Learning the latent factors

  • CF algorithm is related to latent variable(;factors) since we don’t have a label explaining/depicting properties which made you choose specific movie
    • In other words, there is no specific label how we could predict the dependent variable(recommendation; movies user didn’t watch) results from independent var(rating regarding user and movie)
    • but we can assume it has labels like genres and make matrix representing it
  • randomly create user’s factor(;latent, hidden) and movie’s factor. and do matrix multiplication with those, which is dot product.
  • and sum it and compare with target, so that you can learn parameters, which were randomly initialized

Creating the DataLoaders

  • Let’s make DataLoaders using basic python and PyTorch!

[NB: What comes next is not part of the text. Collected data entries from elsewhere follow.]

Issue #212, opened 2016-12-09
[UI] Input Field validation does not occupy entire width on smaller screens


adityarb88:
**Select one ...**  (check one with "x")
```
[x] bug
[ ] feature request
[ ] enhancement
```

### Expected behavior

Input field validation occupies the entire width on smaller screens.

### Actual behavior

![image](https://cloud.githubusercontent.com/assets/1426805/21053658/4c2a59be-bddf-11e6-8b64-e0ffca1e2b4f.png)

### Environment details

* **Angular version:** 2.0.X

* **Clarity version:** All

* **OS and version:** All

* **Browser:** [all]

PR #213, opened 2016-12-09
[UI] Input Validation Bug Fix

adityarb88:
Fixed bug where Validated Inputs didn’t occupy 100% of the width on smaller screens

Before:
image

After:
image

Tested on:
Chrome,
IE 10,
IE 11,
Edge,
Safari,
Firefox

Fixes: #212 

### DIFF
--- a/src/clarity/forms/_forms.clarity.scss
+++ b/src/clarity/forms/_forms.clarity.scss
@@ -224,9 +224,21 @@ $clr-custom-checkbox-radio-top: ($clr_baselineRem_1 - $clr-checkbox-radio-height
 
             //All children have a top and bottom margin regarless if they are direct descendants or if they are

  • user and movie is represented using index, label,..,called look up in an index
    • but this is problem, because DL treats only kind of matrix multiplication.
    • so that we make one-hot encoding matrix
  • And this is quite amazing because it came out with any kind of discrete value, we can make it work using arrays

how is different when you treat actual data between dense and sparse data? J: we will not treat sparse data, but there’s course Rachael’s linear algebra

  • embedding layer: multiplying by a one hot encoded matrix, using the computational shortcut that it can be implemented by simply indexing directly.
    • there is excel explaining detailed computation
    • This is important because usually people think embedding is something difficult, but it’s just computational shortcut to do matrix multiplication

Collaborative filtering from scratch

  • importance of dunder method of python. (like __init__)
    • explained OOP concept
  • Inheritance of python, which used DotProduct class
    • Module is version of pytorch’s nn.Module
  • forwardfunction grab embedding, using specific index
    • (again) Remember Embedding is just kind of shortcut to make a one-hot encoding matrix
class DotProduct(Module):
    def __init__(self, n_users, n_movies, n_factors):
        self.user_factors = Embedding(n_users, n_factors)
        self.movie_factors = Embedding(n_movies, n_factors)
    def forward(self, x):
        users = self.user_factors(x[:,0])
        movies = self.movie_factors(x[:,1])
        return (users * movies).sum(dim=1)
  • 64: size of mini_batch, 2: index
x,y = dls.one_batch()

torch.Size([64, 2])

  • We use bias to represent specific character of each user and movie, because embedding of user/movie doesn’t show users’ character, who might generally doesn’t like movie

  • what should we do when my model is overfitting very quickly with small epoch

    • i.e., what should we do to evade overfitting and don’t want to lessen epoch?
    • augmentation can be one solution but we can’t do augmentation with this data
    • in this case, we do other regularization, which means panellize the fast learning 4

Collaborative filtering algorithm works better than svd or kind of that? J: yes

My Questions

  1. no way to see with regression model? 

  2. But how do I know if loss decreases slowly or not? 

  3. I need to study more of scheduled learning 

  4. Isn’t there any side effects when you did too much regularization?